====== THE DATA ======
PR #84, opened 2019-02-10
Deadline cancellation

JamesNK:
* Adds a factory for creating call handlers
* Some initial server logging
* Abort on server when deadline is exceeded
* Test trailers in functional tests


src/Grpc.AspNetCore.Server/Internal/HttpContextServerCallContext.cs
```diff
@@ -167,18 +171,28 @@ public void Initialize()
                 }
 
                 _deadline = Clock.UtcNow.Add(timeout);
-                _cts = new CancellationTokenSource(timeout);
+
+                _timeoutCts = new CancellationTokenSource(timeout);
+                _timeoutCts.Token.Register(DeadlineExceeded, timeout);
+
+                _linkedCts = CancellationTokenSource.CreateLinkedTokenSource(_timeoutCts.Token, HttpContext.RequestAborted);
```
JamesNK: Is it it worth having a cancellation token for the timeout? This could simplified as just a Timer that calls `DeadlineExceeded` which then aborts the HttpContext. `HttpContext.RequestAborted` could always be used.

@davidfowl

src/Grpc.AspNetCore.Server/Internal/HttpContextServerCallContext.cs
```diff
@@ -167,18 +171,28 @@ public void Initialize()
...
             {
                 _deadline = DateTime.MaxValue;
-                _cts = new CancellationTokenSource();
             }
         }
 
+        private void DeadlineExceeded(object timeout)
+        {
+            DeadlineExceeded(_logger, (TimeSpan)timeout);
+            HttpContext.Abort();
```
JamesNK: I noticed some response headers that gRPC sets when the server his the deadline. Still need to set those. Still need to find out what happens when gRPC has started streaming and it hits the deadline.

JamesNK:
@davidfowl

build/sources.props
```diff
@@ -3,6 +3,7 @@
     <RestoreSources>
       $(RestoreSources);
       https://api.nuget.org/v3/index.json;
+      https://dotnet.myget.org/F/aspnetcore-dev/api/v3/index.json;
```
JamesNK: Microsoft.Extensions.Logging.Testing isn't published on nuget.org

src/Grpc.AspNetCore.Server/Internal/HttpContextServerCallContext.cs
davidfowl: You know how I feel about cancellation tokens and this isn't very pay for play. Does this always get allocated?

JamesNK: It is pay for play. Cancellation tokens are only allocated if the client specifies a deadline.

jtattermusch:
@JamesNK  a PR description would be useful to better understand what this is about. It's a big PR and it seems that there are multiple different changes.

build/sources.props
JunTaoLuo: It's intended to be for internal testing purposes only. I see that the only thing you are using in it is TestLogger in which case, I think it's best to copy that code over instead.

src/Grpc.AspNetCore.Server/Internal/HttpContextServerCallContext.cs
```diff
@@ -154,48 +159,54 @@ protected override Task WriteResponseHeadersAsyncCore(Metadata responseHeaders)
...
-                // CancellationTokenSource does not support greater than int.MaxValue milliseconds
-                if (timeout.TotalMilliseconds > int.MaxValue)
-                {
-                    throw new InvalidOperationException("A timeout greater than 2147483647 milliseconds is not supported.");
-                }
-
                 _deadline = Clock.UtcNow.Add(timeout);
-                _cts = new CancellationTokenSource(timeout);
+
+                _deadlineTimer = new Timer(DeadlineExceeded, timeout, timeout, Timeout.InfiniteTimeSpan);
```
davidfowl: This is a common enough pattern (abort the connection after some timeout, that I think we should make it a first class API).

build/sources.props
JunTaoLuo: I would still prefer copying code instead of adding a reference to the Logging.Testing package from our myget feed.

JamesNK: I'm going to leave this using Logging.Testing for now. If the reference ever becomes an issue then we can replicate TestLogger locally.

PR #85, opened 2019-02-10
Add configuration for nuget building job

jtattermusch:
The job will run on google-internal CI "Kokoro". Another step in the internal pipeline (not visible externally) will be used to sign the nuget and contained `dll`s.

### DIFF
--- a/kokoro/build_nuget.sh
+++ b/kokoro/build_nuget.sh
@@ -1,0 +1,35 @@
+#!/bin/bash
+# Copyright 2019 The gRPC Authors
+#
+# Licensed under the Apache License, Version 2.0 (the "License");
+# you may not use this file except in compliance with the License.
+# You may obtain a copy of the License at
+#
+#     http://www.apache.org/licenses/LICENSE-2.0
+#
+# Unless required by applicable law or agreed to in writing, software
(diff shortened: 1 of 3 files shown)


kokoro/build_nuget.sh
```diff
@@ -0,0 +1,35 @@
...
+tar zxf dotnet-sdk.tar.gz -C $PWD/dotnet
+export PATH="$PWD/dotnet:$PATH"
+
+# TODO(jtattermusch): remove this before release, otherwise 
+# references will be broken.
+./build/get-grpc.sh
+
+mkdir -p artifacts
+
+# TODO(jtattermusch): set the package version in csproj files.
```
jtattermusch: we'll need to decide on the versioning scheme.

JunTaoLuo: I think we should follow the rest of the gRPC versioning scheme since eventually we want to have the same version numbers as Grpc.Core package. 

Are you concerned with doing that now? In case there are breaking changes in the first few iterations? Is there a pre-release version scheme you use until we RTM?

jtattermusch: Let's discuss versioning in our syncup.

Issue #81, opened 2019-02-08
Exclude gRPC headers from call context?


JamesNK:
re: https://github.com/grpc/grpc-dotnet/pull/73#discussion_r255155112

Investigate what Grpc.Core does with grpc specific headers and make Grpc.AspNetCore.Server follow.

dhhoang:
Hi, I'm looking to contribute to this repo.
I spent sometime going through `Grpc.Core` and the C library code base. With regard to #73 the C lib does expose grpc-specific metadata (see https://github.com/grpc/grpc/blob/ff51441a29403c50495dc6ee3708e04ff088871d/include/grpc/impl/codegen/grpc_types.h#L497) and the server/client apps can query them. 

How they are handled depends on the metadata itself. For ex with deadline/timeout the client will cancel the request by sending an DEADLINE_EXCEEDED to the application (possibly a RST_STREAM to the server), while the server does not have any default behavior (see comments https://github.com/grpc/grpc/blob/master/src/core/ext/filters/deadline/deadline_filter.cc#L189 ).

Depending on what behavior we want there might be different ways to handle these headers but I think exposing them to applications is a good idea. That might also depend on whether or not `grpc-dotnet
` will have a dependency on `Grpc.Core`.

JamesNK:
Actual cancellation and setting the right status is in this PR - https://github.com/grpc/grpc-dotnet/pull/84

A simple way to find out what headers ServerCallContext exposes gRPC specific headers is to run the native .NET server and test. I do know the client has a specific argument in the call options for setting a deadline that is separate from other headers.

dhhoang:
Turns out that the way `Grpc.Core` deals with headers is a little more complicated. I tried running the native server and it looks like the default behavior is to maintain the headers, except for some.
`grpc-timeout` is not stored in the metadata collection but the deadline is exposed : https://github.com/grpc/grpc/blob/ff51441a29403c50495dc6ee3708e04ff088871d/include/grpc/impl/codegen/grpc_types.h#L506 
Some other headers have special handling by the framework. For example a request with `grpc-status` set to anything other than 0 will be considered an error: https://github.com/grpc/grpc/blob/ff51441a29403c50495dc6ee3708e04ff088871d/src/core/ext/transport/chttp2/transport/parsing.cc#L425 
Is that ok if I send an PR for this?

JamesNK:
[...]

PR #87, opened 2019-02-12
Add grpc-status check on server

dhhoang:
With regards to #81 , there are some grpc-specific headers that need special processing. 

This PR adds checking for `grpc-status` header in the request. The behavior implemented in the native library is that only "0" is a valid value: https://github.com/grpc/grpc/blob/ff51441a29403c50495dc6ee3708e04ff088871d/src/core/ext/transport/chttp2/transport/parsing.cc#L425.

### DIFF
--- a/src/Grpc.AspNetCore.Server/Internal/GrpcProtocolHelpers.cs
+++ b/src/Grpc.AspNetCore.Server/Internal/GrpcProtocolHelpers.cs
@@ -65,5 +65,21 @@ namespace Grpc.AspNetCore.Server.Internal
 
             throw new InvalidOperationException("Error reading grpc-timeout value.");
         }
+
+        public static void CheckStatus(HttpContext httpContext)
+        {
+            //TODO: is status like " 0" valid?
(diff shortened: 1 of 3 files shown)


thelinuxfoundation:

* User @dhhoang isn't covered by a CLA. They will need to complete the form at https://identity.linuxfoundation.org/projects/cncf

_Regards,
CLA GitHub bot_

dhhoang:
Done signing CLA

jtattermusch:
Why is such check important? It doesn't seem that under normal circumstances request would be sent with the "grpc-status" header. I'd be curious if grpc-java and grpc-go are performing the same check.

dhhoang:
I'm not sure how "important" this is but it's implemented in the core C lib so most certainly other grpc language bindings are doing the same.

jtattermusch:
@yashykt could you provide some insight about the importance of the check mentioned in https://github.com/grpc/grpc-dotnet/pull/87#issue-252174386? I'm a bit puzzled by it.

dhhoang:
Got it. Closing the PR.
======
## [PROBLEM TO SOLVE]
Where a line of the data holds "RequestAborted", show that line.

## [SOLVED EXERCISE]
+                _linkedCts = CancellationTokenSource.CreateLinkedTokenSource(_timeoutCts.Token, HttpContext.RequestAborted);
JamesNK: Is it it worth having a cancellation token for the timeout? This could simplified as just a Timer that calls `DeadlineExceeded` which then aborts the HttpContext. `HttpContext.RequestAborted` could always be used.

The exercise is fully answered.